The Activity pane (Console), clever status (cli) and the API endpoint /applications/<app>/deployments incorrectly report the deployment status.

Notifications (slack webhooks, mails) correctly report the deployment status (failed or successful) and can be trusted.

EDIT 21:48 UTC: It should now be fixed. Deployments with the "FAILED" state will keep their broken state.

Network instability on some of the infrastructure 8 years ago

Fixed · MySQL shared cluster · Global

Network instability on Online DC2 makes some products unreachable:

Mysql shared cluster
Postgresql shared cluster
Mongodb shared cluster
One of the cleverapps front proxies

Shared mongodb addons connectivity issues 8 years ago

Fixed · MongoDB shared cluster · Global

The shared mongodb cluster is experiencing issues, we're working on bringing it back up.

Only last 4 days of logs stored 8 years ago

Fixed · Services Logs · Global

Due to disk space, we need to lower the number of logs we store, for now. Only the last 4 days are kept, instead of the ideal number of last 7 days.

EDIT 2018-06-15 UTC: All 7 days are now available again.

December 2017

Core component upgrade 8 years ago

Fixed · Global

A core component will be upgraded. Deployments will be disabled for an hour starting at 11:30 UTC. This upgrade should fix some deployments delay among other things.

EDIT 11:31 UTC: Maintenance is starting

EDIT 12:06 UTC: Deployments are back, we are now cleaning some old artefacts

EDIT 13:00 UTC: The maintenance is over

Deployment system slow down 8 years ago

Fixed · Deployments · Global

Our deployment system encounter some slow down. Some application may take longer than usual to deploy. We are working on it

EDIT 19:25 UTC: Those slow downs might require an infrastructure change that will be done next week. Until then, slow downs should be less frequent and less important

EDIT 2017-12-08: 12:00 UTC: Deployments take less time after some fixes on our end. The migration will still happen to entirely fix it. Incident is considered as closed because we don't see any more extra times.

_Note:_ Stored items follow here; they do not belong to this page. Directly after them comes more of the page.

PR #19, opened 2019-08-13
Fixed registration

robertpin:


Server/VikingVault.DataAccess/Migrations/20190813074007_DroppedProfilePages.cs
```diff
@@ -0,0 +1,73 @@
+﻿using Microsoft.EntityFrameworkCore.Migrations;
+
+namespace VikingVault.DataAccess.Migrations
+{
+    public partial class DroppedProfilePages : Migration
```
vasi-axinte: Is this Migration related to the registration problem?

vasi-axinte (changes requested):

Server/VikingVault.DataAccess/Migrations/20190813074007_DroppedProfilePages.cs
robertpin: No. I removed it

vasi-axinte (approved):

Network issues on a front load balancer 8 years ago

Fixed · Infrastructure · Global

We've observed an elevated error rate on two front load balancers newly added to the pool. We're pulling traffic back from these load balancers.

November 2017

Some applications have troubles to deploy 8 years ago

Fixed · Deployments · Global

Some deployments might have troubles starting a deployment. We are investigating.

EDIT 17h31 UTC: Deployments are disabled for now EDIT 17h38 UTC: Deployments are now back up but may be stopped again in a few minutes if needed EDIT 17h55 UTC: The incident is now resolved. We will keep an eye on it for the upcoming days

Partial network issue 8 years ago

Fixed · Infrastructure · Global

We are experiencing a network issue on one of our front. The support team is actively working on this.

EDIT 14:56 UTC+1: Unreachable servers are being restarted and will be available shortly. In the meantimes, impacted applications are being redeployed

EDIT 15:26 UTC+1: The team is performing the final cleanup. The issue is about to be closed. The remaining apps and add-ons are being restarted.

EDIT 15:50 UTC+1: The outage is now resolved. Contact the support is you encounter any trouble.